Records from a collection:
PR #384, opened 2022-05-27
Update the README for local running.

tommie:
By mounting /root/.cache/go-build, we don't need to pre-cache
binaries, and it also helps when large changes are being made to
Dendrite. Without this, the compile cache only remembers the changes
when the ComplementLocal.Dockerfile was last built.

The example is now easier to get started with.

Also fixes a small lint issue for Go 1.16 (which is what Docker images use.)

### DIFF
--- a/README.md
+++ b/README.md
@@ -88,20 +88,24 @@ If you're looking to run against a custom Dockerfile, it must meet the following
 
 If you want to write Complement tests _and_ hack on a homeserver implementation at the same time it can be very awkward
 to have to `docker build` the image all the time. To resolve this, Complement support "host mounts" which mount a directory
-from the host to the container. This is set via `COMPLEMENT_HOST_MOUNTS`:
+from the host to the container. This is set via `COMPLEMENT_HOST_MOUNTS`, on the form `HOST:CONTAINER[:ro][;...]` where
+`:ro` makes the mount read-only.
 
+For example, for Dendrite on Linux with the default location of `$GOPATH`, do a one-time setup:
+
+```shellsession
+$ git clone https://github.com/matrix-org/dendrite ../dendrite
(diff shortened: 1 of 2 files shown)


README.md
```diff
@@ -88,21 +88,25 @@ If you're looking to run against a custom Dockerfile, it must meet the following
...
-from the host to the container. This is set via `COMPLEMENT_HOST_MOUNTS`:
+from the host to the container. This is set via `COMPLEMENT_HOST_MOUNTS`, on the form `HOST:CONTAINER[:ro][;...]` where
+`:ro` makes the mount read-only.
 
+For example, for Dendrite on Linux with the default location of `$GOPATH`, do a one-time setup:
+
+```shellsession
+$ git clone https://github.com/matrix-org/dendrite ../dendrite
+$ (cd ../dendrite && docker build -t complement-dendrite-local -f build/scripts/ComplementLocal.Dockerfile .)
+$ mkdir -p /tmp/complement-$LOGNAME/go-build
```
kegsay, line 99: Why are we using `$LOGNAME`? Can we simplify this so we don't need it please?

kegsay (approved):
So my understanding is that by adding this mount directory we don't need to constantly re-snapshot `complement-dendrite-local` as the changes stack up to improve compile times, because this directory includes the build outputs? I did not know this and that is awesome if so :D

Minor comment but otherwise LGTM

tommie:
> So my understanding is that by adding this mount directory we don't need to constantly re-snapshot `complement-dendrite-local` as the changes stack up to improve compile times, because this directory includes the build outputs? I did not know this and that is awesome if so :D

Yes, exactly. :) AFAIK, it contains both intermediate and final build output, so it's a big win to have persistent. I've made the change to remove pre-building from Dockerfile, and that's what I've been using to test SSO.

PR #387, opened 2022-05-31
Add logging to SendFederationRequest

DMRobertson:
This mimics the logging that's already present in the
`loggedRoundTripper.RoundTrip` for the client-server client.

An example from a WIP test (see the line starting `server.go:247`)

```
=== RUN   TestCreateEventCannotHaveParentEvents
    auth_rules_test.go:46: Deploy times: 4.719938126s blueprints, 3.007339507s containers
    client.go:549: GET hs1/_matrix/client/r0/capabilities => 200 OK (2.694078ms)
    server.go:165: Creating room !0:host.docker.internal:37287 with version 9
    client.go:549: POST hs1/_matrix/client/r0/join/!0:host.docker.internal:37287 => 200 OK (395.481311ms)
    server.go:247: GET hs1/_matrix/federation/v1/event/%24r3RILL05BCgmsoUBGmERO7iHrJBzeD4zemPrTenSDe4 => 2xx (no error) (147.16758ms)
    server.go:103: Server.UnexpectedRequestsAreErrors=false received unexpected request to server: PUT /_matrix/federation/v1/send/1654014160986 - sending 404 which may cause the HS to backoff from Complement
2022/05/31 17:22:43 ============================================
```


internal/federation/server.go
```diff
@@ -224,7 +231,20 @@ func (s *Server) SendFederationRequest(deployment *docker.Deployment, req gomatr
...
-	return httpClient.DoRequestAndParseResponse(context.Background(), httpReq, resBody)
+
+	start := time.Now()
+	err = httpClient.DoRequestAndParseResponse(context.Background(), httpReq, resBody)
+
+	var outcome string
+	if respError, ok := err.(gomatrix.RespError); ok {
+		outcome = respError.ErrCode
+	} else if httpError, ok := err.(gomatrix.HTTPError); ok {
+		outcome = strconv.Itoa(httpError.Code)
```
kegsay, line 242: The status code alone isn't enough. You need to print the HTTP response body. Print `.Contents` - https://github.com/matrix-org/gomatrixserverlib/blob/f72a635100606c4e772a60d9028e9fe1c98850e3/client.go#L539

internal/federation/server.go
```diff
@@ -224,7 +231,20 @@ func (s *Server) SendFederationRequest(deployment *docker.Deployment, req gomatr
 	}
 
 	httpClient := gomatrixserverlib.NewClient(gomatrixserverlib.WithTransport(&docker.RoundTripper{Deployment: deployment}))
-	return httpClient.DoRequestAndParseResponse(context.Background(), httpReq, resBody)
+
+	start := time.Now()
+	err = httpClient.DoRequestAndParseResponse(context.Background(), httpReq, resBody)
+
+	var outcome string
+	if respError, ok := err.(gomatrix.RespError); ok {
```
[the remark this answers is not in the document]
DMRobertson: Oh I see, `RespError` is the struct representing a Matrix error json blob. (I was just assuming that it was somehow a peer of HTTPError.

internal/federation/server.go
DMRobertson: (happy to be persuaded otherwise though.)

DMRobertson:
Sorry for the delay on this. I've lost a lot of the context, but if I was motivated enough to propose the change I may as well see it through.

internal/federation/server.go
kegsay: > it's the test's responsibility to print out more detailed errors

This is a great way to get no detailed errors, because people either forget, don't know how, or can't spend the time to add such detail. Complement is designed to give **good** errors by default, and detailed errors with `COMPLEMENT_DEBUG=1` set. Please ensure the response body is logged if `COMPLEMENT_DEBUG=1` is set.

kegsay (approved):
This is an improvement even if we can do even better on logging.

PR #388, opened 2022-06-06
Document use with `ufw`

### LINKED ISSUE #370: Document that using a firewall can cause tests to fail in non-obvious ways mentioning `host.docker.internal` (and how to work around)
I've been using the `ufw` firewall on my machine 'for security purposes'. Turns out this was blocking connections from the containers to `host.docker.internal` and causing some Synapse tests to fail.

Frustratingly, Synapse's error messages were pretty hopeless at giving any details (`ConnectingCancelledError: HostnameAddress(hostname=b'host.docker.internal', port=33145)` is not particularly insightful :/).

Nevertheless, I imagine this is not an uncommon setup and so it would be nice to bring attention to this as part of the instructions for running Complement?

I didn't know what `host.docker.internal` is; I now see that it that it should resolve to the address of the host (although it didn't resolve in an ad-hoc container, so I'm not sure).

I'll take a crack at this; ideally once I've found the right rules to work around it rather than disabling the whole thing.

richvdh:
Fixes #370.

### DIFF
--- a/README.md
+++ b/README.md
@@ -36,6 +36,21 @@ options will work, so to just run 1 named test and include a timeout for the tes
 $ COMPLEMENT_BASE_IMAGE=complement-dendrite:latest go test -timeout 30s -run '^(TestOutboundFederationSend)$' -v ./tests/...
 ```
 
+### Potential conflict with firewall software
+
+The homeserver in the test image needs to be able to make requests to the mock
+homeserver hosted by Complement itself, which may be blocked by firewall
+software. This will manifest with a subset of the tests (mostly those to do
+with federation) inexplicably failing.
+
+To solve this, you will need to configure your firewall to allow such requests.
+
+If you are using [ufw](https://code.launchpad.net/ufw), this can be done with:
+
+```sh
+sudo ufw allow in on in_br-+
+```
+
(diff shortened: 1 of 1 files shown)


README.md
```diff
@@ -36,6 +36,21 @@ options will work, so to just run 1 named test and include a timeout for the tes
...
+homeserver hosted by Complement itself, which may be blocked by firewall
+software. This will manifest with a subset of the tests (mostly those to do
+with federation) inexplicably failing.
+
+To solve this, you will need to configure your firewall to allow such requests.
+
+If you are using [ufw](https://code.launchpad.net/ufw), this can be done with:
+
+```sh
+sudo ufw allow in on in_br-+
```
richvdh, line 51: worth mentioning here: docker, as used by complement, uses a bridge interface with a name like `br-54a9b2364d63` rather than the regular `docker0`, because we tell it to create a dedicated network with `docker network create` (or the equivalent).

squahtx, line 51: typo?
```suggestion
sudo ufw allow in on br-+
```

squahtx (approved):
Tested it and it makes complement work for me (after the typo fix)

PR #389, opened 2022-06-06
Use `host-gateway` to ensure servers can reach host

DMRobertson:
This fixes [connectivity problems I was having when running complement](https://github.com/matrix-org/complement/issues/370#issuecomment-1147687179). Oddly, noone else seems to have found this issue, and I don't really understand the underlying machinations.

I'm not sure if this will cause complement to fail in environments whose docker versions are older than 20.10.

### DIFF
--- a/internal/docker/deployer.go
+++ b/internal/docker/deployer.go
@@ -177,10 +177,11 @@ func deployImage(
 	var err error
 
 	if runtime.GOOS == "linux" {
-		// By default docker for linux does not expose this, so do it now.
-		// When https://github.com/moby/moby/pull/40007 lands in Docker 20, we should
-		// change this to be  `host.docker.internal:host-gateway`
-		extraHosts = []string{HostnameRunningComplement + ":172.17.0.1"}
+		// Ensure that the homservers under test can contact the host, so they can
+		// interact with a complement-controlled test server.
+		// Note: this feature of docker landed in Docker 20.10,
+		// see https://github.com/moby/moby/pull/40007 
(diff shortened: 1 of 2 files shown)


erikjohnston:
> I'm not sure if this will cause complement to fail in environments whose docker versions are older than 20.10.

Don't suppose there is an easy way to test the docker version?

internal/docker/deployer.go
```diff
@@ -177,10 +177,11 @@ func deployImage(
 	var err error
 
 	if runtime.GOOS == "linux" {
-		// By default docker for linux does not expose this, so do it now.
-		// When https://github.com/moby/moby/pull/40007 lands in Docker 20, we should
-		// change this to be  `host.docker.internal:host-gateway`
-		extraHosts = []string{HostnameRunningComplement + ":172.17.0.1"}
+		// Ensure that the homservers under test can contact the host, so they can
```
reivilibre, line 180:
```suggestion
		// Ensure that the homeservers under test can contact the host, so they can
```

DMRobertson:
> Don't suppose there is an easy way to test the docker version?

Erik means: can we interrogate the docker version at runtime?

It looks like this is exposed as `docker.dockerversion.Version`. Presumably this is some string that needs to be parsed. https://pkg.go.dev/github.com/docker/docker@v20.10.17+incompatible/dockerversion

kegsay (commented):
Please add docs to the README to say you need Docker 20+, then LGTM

WORK ITEM
List each line of the entries that holds the string "than".

ANSWER AREA
I'll take a crack at this; ideally once I've found the right rules to work around it rather than disabling the whole thing.
richvdh, line 51: worth mentioning here: docker, as used by complement, uses a bridge interface with a name like `br-54a9b2364d63` rather than the regular `docker0`, because we tell it to create a dedicated network with `docker network create` (or the equivalent).
I'm not sure if this will cause complement to fail in environments whose docker versions are older than 20.10.
> I'm not sure if this will cause complement to fail in environments whose docker versions are older than 20.10.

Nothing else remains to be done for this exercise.